Start of Input data

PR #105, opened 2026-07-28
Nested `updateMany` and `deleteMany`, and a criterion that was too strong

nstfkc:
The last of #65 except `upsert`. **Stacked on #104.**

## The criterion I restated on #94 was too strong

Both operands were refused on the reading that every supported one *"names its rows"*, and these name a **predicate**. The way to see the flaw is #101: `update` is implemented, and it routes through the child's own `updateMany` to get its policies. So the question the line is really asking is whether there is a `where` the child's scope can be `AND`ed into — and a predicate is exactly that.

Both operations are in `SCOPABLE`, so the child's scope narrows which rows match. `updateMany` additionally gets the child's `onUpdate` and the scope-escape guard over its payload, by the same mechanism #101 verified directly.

End of Input data

The task: Return, word for word, the lines of the data above from the line with "that was too strong" through the line with "## The criterion", inclusive.

Output below:
Nested `updateMany` and `deleteMany`, and a criterion that was too strong

nstfkc:
The last of #65 except `upsert`. **Stacked on #104.**

## The criterion I restated on #94 was too strong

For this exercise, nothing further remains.